* Provided information
= = = =

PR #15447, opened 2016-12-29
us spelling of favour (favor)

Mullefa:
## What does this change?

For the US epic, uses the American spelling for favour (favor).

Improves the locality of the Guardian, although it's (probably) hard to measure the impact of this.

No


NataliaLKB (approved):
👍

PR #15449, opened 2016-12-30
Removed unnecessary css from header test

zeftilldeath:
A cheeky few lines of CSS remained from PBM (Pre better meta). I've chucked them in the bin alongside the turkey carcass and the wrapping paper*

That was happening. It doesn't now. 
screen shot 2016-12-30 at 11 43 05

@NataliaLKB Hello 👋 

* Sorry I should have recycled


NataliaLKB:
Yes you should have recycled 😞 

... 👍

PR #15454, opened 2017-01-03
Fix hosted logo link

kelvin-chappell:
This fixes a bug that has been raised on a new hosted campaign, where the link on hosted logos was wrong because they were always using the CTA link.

= = = =

* Task description
Using the material above, print word for word the lines from the one holding "For the US epic, uses" through the last line.

* Written response
For the US epic, uses the American spelling for favour (favor).

Improves the locality of the Guardian, although it's (probably) hard to measure the impact of this.

No


NataliaLKB (approved):
👍

PR #15449, opened 2016-12-30
Removed unnecessary css from header test

zeftilldeath:
A cheeky few lines of CSS remained from PBM (Pre better meta). I've chucked them in the bin alongside the turkey carcass and the wrapping paper*

That was happening. It doesn't now. 
screen shot 2016-12-30 at 11 43 05

@NataliaLKB Hello 👋 

* Sorry I should have recycled


NataliaLKB:
Yes you should have recycled 😞 

... 👍

PR #15454, opened 2017-01-03
Fix hosted logo link

kelvin-chappell:
This fixes a bug that has been raised on a new hosted campaign, where the link on hosted logos was wrong because they were always using the CTA link.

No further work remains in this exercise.